'''

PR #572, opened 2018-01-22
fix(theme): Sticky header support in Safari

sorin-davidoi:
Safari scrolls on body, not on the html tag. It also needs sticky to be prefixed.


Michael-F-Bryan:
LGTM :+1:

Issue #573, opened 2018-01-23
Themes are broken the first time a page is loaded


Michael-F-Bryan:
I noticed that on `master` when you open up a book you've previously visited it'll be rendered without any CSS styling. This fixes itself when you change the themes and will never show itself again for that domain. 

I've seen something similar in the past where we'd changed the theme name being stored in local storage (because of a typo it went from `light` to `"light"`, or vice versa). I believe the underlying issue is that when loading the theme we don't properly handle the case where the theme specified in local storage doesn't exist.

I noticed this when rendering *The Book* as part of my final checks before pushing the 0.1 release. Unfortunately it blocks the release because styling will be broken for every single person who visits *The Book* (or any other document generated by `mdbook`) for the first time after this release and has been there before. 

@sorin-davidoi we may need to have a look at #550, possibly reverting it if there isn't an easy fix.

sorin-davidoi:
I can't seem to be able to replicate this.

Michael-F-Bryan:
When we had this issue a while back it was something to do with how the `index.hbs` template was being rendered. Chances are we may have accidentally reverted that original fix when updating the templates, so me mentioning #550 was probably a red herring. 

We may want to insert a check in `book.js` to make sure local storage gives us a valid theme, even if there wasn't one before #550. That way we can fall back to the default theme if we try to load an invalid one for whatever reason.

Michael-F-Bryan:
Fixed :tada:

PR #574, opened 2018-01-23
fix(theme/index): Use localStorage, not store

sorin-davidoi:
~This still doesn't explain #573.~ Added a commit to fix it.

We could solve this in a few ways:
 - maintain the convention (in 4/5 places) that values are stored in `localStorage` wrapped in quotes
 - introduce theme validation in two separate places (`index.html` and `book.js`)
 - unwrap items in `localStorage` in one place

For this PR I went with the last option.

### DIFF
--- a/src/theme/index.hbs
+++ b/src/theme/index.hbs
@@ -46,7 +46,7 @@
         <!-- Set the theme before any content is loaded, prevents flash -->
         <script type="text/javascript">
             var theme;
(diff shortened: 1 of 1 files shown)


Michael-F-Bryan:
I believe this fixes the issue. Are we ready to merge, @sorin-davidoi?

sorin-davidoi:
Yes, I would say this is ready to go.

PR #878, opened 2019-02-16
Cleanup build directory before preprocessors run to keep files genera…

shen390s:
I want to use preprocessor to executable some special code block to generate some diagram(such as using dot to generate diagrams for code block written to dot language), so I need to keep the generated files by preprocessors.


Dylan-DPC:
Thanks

'''

◆ How to complete this task
Using the data above, print exactly the lines from the line that contains "We may want" through the line that contains "We could solve", with both included.

◆ Exercise output
We may want to insert a check in `book.js` to make sure local storage gives us a valid theme, even if there wasn't one before #550. That way we can fall back to the default theme if we try to load an invalid one for whatever reason.

Michael-F-Bryan:
Fixed :tada:

PR #574, opened 2018-01-23
fix(theme/index): Use localStorage, not store

sorin-davidoi:
~This still doesn't explain #573.~ Added a commit to fix it.

We could solve this in a few ways:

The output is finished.